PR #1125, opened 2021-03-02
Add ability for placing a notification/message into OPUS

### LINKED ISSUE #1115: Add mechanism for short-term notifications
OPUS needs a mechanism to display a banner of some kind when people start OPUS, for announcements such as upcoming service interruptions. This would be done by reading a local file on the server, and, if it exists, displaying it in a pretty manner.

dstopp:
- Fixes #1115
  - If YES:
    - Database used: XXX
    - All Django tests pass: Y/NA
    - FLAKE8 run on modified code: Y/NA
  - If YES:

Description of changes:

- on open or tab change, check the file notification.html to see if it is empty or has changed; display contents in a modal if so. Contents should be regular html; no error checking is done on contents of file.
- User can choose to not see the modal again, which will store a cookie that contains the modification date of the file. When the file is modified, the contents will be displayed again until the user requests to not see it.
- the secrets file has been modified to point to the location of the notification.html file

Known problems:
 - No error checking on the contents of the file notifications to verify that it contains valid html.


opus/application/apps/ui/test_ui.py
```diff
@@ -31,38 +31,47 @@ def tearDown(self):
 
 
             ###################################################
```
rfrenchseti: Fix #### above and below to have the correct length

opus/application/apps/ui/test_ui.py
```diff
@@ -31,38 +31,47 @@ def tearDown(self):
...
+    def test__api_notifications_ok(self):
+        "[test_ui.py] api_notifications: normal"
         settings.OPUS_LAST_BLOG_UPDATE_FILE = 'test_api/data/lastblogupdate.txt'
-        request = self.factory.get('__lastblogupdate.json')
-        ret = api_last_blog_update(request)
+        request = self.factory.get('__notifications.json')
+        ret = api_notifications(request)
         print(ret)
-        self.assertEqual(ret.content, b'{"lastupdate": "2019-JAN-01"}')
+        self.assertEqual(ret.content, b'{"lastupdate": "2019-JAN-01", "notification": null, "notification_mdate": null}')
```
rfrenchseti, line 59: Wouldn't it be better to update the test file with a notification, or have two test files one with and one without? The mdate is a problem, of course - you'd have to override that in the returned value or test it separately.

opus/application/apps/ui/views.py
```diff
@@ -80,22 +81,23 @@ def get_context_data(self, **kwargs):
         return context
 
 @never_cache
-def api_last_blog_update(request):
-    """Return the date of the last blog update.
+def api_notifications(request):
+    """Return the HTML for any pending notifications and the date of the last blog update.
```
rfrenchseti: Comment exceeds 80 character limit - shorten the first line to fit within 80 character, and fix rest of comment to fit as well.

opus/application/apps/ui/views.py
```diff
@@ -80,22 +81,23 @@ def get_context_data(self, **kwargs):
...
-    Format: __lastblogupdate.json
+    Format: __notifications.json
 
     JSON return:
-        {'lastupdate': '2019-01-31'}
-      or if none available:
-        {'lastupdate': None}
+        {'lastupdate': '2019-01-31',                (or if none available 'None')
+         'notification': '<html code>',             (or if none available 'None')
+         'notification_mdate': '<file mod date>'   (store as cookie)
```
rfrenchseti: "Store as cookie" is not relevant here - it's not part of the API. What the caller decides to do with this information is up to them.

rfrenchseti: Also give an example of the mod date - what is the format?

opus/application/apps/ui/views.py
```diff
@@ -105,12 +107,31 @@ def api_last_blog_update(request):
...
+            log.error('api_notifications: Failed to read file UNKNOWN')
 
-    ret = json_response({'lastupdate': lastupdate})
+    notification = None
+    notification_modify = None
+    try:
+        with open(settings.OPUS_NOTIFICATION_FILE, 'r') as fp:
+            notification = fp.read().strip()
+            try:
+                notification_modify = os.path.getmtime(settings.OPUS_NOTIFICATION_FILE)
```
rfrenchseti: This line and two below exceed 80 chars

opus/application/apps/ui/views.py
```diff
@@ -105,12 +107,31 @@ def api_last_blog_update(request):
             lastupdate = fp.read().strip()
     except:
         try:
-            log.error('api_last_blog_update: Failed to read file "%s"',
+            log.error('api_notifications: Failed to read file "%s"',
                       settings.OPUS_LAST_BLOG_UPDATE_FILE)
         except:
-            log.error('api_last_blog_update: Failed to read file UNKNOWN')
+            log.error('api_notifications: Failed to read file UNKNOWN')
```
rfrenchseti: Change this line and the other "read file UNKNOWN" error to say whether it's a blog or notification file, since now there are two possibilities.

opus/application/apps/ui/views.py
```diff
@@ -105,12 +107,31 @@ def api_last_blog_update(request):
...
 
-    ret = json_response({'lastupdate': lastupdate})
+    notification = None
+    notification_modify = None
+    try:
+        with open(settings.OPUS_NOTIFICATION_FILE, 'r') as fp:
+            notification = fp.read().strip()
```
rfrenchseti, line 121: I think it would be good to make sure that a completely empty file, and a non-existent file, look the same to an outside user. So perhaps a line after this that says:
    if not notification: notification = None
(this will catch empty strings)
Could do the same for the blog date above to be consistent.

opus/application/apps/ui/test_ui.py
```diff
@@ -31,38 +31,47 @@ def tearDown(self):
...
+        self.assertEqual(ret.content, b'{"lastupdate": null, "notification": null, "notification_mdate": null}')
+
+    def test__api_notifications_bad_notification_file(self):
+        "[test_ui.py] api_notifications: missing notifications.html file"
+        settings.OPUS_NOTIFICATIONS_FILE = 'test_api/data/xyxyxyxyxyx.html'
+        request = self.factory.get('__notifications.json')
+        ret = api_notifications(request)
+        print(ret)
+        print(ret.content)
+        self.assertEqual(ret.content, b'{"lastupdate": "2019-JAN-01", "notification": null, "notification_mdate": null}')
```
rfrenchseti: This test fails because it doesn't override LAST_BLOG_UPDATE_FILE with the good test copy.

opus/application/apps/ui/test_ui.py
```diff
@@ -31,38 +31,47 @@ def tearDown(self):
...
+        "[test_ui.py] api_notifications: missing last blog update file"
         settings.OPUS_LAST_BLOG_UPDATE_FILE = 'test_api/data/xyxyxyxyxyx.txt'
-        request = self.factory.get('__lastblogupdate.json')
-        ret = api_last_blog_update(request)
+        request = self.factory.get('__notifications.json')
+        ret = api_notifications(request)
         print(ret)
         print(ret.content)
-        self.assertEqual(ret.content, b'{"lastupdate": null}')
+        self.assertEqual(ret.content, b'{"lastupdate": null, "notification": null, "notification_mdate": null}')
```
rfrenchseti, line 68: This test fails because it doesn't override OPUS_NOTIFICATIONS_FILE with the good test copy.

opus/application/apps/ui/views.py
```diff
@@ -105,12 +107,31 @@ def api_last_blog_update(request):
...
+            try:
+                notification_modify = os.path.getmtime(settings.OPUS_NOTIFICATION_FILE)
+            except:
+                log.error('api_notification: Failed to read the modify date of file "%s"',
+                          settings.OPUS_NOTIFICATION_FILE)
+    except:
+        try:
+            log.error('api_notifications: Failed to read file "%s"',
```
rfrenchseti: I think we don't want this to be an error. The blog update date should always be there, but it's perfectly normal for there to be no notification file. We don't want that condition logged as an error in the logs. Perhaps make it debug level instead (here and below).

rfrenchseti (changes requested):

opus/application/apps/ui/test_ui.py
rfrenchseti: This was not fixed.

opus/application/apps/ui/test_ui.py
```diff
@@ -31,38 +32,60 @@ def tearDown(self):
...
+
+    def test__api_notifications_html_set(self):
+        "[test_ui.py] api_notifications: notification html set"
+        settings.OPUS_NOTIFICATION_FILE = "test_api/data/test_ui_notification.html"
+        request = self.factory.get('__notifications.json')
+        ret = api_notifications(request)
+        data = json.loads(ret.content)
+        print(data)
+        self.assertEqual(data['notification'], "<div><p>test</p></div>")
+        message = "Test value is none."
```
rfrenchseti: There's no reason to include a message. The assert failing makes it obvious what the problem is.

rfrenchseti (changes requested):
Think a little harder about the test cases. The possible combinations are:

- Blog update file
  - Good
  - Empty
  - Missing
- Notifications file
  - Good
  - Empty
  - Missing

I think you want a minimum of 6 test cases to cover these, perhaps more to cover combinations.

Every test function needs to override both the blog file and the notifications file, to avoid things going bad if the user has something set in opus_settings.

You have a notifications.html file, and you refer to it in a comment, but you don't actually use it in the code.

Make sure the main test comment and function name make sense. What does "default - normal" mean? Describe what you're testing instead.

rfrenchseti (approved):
* * * * * * * * *
> _WHAT YOU NEED TO DO_:
Gather all lines with the string "cases" from the data.

> _TASK ANSWER_:
Think a little harder about the test cases. The possible combinations are:
I think you want a minimum of 6 test cases to cover these, perhaps more to cover combinations.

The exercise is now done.